No, I can't rest to-night. This
is my working time, and I must be up and doing." He reached for the rusty
old lantern behind the door, and lighted it, laughing as he did so. His
face was pale, and there was a nervous tremor in his hands, but his voice
had lost none of its old heartiness. "Ah, that's it, old man," he said,
when the light was ready. "We'll shake hands in case it's a long parting.
This is a jolly world. Uncle Levi,--good-by, and God bless you," and,
leaving the old man speechless on the hearth, he closed the door and went
out into the night.
On the turnpike again, with the lantern swinging in his hand, he walked
rapidly in the direction of the tavern road, throwing quick flashes of
light before his footsteps. Behind him he heard the falling of free Levi's
hammer, and knew that the old negro was toiling at his rude forge for the
bread which he would to-morrow eat in freedom.

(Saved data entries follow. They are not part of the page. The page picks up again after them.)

PR #13110, opened 2024-06-03
Reuse already-installed images when doing an upgrade

saiarcot895:
### Description of PR

Summary:
Fixes # (issue)

### Type of change

- [ ] Bug fix

### Back port request
- [ ] 201911
- [ ] 202012
- [ ] 202205
- [ ] 202305
- [ ] 202311

For `test_upgrade_path.py`, if the from image or the to image is already installed, then instead of removing it and reinstalling it, reuse the existing image by restoring it to the pre-first-boot state (so that when it's booted into, it'll be like it's the first time). This saves some time in downloading and installing the image file to this device.

For this to work, the image version needs to be passed in as a parameter; otherwise, the version is not known, and the existing behavior of removing and reinstalling the image will apply.


tests/upgrade_path/restoreToFirstBoot.sh
```diff
@@ -0,0 +1,20 @@
...
+mount --bind /host/${IMAGE_DIR_NAME}/docker /var/lib/docker
+
+dockerd -l warn &
+
+sleep 3
+
+docker system prune -f
+
+rm -rf /host/${IMAGE_DIR_NAME}/rw
+touch /host/${IMAGE_DIR_NAME}/platform/firsttime
```
prgeor, line 20: @saiarcot895 what are the things today taken care of ONLY during firstime?

saiarcot895: Installation of the platform-specific support package, and copying configs from `/host/old_config` to `/etc/sonic`. I'm not sure if there's others.

tests/metadata-scripts/getImageHash.py
```diff
@@ -0,0 +1,11 @@
+#!/usr/bin/env python
```
prgeor, line 1: @saiarcot895 where is this file used?

tests/upgrade_path/upgrade_helpers.py
```diff
@@ -59,6 +60,32 @@ def check_sonic_version(duthost, target_version):
         "Upgrade sonic failed: target={} current={}".format(target_version, current_version)
 
 
+def restore_image_to_first_boot(duthost, image_version):
```
prgeor, line 63: @saiarcot895 define the function helper what it does and what it return value mean?

tests/metadata-scripts/getImageHash.py
saiarcot895: Not used here, removed the file.

tests/upgrade_path/upgrade_helpers.py
saiarcot895: Added description.

Ryangwaite (dismissed):

tests/upgrade_path/upgrade_helpers.py
```diff
@@ -59,6 +60,40 @@ def check_sonic_version(duthost, target_version):
...
```
vaibhavhd, line 63: This new mechanism should be optionally enabled. For folks in community who still want to use the old way (without the hack here).

tests/upgrade_path/upgrade_helpers.py
```diff
@@ -59,6 +60,40 @@ def check_sonic_version(duthost, target_version):
...
+        if installed_image == image_version:
+            image_present = True
+            break
+    if not image_present:
+        return False
+
+    base_path = os.path.dirname(__file__)
+    restore_to_first_boot_script = os.path.join(base_path, "restoreToFirstBoot.sh")
+    duthost.copy(src=restore_to_first_boot_script, dest="/tmp/restoreToFirstBoot.sh", mode="preserve")
+    duthost.command("sudo unshare -mnpf /tmp/restoreToFirstBoot.sh {}"
```
vaibhavhd, line 89: Double checking - will the logic `image_version.replace("SONiC-OS", "image")` work for all versions (public, internal, tagged?)

tests/upgrade_path/upgrade_helpers.py
```diff
@@ -59,6 +60,40 @@ def check_sonic_version(duthost, target_version):
...
+                    .format(image_version.replace("SONiC-OS", "image")))
+    duthost.command("sudo sonic-installer set-next-boot {}".format(image_version))
+    duthost.file(path="/host/old_config", state="absent")
+    duthost.copy(src="/etc/sonic/", dest="/host/old_config/", remote_src=True)
```
vaibhavhd, line 93: I think `rm "/host/old_config/config_db.json"` is also needed. We don't want any kind of reboot (cold, warm, fast) to use config from old_config, rather use minigraph as source of truth.

tests/upgrade_path/restoreToFirstBoot.sh
```diff
@@ -0,0 +1,20 @@
...
+
+IMAGE_DIR_NAME=$1
+
+mount -t proc /proc
+mount -t tmpfs tmpfs /run
+mount --bind /host/${IMAGE_DIR_NAME}/docker /var/lib/docker
+
+dockerd -l warn &
+
+sleep 3
```
vaibhavhd, line 15: Why sleep?

tests/upgrade_path/test_upgrade_path.py
```diff
@@ -53,24 +81,30 @@ def cleanup_prev_images(duthost):
...
-            logger.info(
-                "Ignore the package migration error when downgrading to from_image")
-            target_version = duthost.shell(
-                "cat /tmp/downloaded-sonic-image-version")['stdout']
-        else:
-            raise err
+    logger.info("Test upgrade path from {} ({}) to {} ({})".format(from_image, from_image_version,
+                                                                   to_image, to_image_version))
+    target_version = None
+    if from_image_version and restore_image_to_first_boot(duthost, from_image_version):
```
vaibhavhd, line 89: This change will help in not installing the base OS which may already be installed.

Is it intentional to not make the change to install the target OS on DUT if it is already installed?

tests/platform_tests/args/advanced_reboot_args.py
```diff
@@ -126,13 +126,25 @@ def add_advanced_reboot_args(parser):
...
+        )
+
+    parser.addoption(
+        "--base_image_version_list",
+        default="",
+        help="Specify the base image version(s) for upgrade (comma-separated list is allowed)",
+        )
+
+    parser.addoption(
+        "--target_image_version_list",
```
vaibhavhd, line 145: what is the diff now between target_image_list and target_image_version_list? Seems redundant.

tests/upgrade_path/upgrade_helpers.py
saiarcot895: This mechanism will only work if `--base_image_version_list` or `--target_image_version_list` are passed in. Otherwise, current behavior is used.

tests/platform_tests/args/advanced_reboot_args.py
saiarcot895: `--target_image_list` is a comma-separated list of URLs pointing to SONiC images. `--target_image_version_list` is a comma-separated list of SONiC versions (mapped to the URLs that are passed in).

tests/upgrade_path/upgrade_helpers.py
saiarcot895: Yes. For example, public is something like `SONiC-OS-master.602773-0324d9acd`.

With the word he tossed back his hair and quickened his steps, as if he
were leaving servitude behind him in the house at Chericoke; and, as the
anger blazed up within his heart he found pleasure in the knowledge that at
last he was starting out to level his own road. Under the clouds on the
long turnpike it all seemed so easy--as easy as the falling of free Levi's
hammer, which had faded in the distance.
What was it, after all? A year or two of struggle and of attainment, and he
would come back flushed with success, to clasp Betty in his arms.